WORKING DATA:
§ §
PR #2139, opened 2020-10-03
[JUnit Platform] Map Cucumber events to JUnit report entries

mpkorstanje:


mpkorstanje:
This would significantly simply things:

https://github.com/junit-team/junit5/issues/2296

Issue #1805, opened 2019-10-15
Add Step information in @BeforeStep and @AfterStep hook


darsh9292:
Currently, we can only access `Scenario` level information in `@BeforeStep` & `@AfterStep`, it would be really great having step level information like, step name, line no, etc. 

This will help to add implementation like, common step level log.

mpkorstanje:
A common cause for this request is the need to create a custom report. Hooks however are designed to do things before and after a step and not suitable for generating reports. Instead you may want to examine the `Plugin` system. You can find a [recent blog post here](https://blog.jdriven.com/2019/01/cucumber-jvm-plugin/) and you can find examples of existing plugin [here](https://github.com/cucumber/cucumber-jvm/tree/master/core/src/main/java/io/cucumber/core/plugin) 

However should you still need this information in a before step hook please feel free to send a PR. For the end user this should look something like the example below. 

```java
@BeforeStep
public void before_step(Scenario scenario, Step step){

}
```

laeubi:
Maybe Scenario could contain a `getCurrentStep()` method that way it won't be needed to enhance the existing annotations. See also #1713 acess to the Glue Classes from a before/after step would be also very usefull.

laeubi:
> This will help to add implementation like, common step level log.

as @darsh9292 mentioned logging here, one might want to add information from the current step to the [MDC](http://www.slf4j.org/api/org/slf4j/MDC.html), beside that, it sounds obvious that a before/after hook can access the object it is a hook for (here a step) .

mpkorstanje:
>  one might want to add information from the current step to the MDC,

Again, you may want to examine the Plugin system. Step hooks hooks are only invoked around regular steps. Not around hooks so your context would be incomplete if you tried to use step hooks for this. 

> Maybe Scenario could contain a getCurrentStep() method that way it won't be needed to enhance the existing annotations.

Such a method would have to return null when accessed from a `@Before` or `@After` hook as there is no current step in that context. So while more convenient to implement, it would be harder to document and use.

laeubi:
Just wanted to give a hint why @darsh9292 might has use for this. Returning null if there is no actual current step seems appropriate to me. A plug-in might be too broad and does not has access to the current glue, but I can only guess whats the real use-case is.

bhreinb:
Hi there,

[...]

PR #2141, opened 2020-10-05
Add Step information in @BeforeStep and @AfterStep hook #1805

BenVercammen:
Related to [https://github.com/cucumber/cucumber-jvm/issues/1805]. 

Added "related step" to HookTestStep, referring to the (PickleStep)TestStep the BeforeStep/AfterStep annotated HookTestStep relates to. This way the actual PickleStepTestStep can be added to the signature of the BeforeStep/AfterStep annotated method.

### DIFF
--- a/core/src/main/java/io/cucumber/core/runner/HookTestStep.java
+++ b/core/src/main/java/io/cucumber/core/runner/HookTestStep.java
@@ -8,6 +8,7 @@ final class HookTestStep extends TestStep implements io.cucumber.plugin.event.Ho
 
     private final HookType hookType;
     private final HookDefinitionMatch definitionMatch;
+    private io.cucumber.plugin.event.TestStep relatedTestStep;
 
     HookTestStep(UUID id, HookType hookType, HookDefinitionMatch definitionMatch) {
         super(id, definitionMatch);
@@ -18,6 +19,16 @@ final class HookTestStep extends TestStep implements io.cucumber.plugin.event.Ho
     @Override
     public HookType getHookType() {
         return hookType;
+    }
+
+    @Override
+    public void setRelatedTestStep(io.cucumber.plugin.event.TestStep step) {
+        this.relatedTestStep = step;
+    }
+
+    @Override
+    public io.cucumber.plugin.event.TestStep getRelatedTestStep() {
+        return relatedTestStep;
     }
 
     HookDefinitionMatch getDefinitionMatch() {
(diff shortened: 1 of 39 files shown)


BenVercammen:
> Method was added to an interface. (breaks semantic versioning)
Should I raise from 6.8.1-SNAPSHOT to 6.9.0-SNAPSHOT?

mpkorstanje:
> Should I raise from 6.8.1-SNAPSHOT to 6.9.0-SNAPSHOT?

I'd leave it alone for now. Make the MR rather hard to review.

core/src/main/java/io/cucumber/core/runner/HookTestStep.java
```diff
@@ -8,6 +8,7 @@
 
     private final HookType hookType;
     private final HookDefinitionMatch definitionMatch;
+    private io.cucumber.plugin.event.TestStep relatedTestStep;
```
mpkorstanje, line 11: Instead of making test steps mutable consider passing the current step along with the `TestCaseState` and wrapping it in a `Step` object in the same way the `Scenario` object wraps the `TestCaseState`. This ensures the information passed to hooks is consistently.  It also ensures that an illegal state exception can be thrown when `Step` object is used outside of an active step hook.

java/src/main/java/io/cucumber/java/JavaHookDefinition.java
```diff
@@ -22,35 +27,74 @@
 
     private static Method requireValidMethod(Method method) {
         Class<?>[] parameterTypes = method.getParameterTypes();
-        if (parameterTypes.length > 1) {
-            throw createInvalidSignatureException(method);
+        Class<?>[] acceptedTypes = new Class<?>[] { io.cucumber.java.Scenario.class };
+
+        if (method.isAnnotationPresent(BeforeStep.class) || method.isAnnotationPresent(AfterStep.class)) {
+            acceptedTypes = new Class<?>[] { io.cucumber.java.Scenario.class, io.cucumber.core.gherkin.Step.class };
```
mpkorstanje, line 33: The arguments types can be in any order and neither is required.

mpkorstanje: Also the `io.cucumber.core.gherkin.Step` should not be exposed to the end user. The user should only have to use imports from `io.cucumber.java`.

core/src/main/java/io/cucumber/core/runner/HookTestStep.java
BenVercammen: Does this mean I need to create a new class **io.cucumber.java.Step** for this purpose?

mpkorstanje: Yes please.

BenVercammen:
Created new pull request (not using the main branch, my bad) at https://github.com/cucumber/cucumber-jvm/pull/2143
§ §
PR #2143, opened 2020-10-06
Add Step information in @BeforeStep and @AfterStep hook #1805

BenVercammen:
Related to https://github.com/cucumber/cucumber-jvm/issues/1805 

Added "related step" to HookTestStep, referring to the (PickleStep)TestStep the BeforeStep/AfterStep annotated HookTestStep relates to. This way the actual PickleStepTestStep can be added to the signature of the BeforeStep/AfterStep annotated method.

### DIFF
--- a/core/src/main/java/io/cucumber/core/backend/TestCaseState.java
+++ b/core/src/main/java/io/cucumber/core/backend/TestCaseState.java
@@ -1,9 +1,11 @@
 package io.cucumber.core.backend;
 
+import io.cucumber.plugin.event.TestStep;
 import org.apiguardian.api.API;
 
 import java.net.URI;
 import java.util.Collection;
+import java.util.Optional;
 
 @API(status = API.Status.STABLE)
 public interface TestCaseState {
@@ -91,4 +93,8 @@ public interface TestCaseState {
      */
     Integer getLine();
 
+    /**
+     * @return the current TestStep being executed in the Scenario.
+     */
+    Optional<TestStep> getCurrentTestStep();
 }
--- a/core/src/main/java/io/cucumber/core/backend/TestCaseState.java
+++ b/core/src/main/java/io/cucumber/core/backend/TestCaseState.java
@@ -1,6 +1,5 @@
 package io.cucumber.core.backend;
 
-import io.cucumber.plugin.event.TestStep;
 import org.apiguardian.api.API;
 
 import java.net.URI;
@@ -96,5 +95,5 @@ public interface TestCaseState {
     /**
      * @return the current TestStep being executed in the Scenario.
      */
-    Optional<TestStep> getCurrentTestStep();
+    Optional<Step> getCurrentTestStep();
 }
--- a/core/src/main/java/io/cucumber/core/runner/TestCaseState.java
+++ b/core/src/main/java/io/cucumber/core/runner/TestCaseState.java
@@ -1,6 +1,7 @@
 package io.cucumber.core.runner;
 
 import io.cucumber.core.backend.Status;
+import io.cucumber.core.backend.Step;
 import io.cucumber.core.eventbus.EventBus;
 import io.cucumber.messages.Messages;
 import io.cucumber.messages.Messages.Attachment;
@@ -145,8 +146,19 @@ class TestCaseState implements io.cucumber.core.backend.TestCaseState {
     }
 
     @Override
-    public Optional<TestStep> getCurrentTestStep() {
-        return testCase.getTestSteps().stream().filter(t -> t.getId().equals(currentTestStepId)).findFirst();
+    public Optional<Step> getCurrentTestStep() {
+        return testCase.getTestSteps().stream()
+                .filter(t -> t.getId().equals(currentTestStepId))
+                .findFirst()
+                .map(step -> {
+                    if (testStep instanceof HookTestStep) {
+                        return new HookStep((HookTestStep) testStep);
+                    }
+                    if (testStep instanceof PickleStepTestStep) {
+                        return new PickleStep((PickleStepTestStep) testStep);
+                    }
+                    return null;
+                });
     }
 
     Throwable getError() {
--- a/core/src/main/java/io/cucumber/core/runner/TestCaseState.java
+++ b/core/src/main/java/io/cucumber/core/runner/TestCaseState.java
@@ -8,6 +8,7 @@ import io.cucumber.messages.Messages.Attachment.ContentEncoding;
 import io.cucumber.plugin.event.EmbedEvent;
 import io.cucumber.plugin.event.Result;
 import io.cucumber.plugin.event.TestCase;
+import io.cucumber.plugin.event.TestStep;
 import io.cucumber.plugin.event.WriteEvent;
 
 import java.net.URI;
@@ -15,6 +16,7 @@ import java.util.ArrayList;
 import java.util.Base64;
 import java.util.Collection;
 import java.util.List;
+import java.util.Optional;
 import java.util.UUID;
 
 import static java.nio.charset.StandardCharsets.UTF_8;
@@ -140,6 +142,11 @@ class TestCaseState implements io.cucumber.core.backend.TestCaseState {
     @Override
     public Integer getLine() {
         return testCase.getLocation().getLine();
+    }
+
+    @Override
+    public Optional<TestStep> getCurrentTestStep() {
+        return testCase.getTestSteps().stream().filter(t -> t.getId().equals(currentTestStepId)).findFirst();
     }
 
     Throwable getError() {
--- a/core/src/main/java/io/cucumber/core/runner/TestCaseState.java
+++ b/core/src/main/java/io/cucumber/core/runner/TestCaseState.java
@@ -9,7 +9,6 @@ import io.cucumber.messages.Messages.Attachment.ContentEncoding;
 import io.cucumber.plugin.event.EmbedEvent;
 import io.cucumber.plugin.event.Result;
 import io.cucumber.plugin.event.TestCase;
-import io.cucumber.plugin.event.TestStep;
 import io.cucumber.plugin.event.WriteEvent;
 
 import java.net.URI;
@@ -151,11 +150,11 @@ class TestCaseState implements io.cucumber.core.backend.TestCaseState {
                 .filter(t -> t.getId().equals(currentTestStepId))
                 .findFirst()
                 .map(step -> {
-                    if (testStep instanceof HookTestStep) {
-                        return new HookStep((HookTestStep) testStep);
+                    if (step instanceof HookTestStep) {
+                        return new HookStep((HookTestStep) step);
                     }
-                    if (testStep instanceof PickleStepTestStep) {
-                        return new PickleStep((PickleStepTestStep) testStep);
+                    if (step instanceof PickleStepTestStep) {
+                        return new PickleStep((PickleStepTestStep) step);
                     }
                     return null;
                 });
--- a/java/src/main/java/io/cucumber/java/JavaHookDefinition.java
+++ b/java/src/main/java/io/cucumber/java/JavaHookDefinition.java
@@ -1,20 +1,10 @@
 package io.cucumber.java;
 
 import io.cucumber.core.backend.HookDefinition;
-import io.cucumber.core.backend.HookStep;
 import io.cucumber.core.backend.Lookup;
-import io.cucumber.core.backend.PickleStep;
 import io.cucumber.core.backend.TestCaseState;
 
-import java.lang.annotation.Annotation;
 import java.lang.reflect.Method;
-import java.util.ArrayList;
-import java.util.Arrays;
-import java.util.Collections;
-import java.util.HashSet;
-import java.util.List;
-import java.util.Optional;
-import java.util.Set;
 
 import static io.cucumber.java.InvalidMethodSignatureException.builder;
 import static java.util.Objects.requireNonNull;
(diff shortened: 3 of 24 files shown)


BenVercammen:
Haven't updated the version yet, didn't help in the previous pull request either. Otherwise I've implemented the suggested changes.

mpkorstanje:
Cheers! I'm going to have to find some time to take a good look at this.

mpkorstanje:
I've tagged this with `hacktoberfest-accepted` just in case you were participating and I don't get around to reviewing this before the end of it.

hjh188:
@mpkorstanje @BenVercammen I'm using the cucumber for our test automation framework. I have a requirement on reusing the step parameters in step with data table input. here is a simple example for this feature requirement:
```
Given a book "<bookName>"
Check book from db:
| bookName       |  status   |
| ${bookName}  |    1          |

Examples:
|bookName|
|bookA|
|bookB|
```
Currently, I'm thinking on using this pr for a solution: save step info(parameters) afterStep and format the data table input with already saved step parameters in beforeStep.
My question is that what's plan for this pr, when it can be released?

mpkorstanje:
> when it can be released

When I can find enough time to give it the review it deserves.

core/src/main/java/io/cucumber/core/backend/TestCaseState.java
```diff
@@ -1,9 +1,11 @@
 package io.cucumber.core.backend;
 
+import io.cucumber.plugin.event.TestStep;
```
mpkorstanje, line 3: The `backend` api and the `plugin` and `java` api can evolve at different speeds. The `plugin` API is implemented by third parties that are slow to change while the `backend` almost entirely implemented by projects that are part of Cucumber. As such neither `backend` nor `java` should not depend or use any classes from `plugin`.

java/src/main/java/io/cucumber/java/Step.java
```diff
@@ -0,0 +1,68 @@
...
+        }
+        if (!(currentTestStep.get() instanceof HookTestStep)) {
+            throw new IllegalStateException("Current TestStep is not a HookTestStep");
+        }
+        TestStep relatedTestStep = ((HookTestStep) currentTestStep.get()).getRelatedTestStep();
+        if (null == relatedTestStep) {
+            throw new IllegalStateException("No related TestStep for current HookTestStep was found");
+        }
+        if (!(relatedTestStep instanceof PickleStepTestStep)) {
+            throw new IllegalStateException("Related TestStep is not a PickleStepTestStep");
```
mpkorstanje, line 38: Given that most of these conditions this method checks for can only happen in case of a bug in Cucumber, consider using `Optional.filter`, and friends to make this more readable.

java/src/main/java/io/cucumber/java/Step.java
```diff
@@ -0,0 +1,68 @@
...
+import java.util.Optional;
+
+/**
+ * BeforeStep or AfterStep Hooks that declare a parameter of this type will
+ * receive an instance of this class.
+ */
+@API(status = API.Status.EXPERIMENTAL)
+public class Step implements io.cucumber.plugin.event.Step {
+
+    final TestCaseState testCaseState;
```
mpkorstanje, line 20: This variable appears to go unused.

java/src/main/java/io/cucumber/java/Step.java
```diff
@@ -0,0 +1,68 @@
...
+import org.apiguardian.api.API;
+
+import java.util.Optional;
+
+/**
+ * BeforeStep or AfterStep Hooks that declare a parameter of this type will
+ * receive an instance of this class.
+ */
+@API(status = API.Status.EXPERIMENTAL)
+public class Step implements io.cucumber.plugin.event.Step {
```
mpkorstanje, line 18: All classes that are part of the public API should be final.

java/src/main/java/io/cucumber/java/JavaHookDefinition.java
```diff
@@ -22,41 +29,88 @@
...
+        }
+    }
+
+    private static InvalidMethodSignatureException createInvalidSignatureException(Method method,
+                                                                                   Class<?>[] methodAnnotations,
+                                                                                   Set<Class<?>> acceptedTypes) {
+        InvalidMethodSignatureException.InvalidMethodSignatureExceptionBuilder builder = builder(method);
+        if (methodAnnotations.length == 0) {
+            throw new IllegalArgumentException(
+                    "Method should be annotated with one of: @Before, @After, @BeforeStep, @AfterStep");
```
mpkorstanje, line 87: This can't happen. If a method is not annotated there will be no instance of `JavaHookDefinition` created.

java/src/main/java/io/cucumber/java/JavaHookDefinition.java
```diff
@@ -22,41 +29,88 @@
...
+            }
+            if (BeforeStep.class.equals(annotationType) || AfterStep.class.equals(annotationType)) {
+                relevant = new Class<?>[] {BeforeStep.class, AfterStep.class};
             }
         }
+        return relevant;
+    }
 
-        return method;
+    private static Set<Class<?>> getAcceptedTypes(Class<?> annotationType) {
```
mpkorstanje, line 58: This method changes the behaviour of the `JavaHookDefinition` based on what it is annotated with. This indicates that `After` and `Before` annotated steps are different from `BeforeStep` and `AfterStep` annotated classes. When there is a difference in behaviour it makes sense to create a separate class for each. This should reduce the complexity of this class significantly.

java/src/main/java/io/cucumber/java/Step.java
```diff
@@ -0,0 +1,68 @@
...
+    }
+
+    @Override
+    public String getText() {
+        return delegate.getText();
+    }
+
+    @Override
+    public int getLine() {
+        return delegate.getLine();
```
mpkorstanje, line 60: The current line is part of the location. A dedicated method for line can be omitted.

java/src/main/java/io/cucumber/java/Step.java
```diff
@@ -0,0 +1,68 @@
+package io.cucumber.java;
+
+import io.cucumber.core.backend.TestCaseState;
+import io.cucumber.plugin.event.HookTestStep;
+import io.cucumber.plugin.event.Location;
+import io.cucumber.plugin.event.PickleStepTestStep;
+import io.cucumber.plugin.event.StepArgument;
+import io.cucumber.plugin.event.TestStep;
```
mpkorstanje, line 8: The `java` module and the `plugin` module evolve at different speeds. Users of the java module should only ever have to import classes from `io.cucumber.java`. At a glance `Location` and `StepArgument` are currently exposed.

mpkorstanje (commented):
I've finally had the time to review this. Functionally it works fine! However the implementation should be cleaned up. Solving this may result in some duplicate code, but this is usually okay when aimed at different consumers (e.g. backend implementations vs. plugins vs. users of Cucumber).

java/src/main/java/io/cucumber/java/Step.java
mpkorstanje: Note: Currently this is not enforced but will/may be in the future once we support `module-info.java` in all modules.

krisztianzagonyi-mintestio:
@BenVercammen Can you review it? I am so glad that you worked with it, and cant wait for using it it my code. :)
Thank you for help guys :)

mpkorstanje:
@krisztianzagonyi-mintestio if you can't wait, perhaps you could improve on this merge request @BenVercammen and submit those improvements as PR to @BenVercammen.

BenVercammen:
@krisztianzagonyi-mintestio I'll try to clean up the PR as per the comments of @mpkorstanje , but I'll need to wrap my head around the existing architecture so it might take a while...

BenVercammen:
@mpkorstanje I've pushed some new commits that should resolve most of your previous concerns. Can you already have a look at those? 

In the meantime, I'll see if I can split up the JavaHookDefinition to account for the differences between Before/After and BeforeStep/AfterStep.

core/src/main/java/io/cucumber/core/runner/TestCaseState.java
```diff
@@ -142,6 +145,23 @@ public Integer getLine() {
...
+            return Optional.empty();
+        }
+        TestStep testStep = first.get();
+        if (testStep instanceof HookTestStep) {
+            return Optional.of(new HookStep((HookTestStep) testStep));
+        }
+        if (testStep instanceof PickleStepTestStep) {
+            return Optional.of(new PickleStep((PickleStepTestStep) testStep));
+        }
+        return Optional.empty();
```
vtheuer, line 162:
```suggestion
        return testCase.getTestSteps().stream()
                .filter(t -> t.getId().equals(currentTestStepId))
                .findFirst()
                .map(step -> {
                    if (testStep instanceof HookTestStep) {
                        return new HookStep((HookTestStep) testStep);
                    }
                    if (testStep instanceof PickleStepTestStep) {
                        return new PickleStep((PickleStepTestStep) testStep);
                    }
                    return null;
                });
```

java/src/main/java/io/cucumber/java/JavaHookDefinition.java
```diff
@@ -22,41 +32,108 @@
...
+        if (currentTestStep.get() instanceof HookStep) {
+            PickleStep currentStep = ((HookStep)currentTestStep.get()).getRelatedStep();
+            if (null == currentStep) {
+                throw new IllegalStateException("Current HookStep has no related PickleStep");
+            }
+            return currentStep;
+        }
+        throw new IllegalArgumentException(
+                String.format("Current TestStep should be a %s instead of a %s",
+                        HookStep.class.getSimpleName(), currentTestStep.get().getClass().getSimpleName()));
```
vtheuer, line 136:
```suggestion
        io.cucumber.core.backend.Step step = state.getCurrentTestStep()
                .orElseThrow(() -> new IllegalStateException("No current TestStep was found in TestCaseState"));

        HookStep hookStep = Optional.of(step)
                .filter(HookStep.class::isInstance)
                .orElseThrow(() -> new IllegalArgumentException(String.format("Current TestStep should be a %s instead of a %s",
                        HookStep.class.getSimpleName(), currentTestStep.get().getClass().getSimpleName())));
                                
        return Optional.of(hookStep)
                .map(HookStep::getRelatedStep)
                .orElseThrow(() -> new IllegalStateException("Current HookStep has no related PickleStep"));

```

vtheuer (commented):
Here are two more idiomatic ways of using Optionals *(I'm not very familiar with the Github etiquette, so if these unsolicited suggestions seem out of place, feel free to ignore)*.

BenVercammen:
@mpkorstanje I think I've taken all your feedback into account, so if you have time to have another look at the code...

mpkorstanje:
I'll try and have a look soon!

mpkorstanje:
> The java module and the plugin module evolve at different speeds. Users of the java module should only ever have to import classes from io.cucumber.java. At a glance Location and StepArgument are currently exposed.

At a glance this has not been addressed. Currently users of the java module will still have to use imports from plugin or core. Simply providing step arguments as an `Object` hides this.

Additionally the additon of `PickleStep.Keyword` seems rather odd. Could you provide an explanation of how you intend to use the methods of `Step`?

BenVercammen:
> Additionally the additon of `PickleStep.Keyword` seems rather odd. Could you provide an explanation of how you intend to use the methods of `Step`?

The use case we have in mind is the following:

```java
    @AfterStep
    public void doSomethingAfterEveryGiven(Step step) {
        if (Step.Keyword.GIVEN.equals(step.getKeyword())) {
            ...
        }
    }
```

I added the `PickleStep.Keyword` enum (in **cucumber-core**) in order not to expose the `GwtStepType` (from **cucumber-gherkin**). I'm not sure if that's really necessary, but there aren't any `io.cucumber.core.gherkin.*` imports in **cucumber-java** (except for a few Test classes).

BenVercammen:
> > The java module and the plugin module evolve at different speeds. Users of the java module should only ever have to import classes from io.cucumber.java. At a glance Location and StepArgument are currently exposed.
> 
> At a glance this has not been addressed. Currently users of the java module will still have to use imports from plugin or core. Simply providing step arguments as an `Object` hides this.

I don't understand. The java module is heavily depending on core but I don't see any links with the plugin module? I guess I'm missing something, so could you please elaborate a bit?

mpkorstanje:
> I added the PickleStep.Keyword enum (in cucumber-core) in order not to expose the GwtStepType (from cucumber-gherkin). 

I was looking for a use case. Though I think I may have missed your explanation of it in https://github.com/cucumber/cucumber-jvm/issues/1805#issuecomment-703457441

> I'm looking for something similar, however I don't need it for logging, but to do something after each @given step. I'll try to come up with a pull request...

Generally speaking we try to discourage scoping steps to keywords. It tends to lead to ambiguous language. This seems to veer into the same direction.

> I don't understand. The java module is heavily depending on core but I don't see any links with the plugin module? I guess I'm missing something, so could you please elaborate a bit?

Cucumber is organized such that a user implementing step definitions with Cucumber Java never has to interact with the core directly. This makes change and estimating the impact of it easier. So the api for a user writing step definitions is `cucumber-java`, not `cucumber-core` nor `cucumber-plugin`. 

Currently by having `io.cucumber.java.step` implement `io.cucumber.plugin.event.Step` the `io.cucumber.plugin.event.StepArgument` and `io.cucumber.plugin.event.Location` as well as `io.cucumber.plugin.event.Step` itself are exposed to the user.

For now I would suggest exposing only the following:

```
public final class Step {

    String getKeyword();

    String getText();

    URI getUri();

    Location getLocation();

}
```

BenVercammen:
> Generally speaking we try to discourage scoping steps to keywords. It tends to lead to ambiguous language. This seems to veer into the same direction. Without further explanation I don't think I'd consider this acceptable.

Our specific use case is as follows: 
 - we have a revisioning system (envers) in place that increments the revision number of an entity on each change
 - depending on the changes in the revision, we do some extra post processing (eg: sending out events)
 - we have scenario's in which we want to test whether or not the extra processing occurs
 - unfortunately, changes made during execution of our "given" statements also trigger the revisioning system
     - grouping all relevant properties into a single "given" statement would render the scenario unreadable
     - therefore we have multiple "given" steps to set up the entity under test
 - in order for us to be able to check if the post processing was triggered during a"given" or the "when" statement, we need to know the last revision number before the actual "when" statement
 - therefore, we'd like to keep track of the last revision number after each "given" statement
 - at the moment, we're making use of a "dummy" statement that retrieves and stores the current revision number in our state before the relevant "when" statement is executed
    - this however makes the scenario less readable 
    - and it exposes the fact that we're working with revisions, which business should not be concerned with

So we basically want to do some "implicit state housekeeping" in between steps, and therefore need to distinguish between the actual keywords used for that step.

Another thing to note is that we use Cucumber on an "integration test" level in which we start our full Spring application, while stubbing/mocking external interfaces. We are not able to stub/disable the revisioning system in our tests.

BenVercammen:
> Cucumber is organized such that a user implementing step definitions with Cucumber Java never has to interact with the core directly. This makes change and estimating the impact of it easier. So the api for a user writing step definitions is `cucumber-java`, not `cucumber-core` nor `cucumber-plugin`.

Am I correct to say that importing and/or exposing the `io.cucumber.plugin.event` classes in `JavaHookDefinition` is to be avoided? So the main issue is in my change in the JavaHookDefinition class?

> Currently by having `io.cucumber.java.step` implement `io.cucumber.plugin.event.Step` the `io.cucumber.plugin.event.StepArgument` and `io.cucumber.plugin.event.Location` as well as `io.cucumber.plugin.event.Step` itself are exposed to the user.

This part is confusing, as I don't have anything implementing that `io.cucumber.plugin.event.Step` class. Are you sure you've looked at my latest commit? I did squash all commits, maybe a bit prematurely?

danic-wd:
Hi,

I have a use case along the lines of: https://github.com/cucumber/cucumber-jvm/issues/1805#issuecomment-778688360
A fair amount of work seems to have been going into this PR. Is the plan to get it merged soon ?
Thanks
§ §
AIM OF THE TASK: Look back at the entries above. Retype the line with "PR #2139, opened 2020-10-03", the line with "Issue #1805, opened 2019-10-15", and all lines in between.

TASK RESULT:
PR #2139, opened 2020-10-03
[JUnit Platform] Map Cucumber events to JUnit report entries

mpkorstanje:


mpkorstanje:
This would significantly simply things:

https://github.com/junit-team/junit5/issues/2296

Issue #1805, opened 2019-10-15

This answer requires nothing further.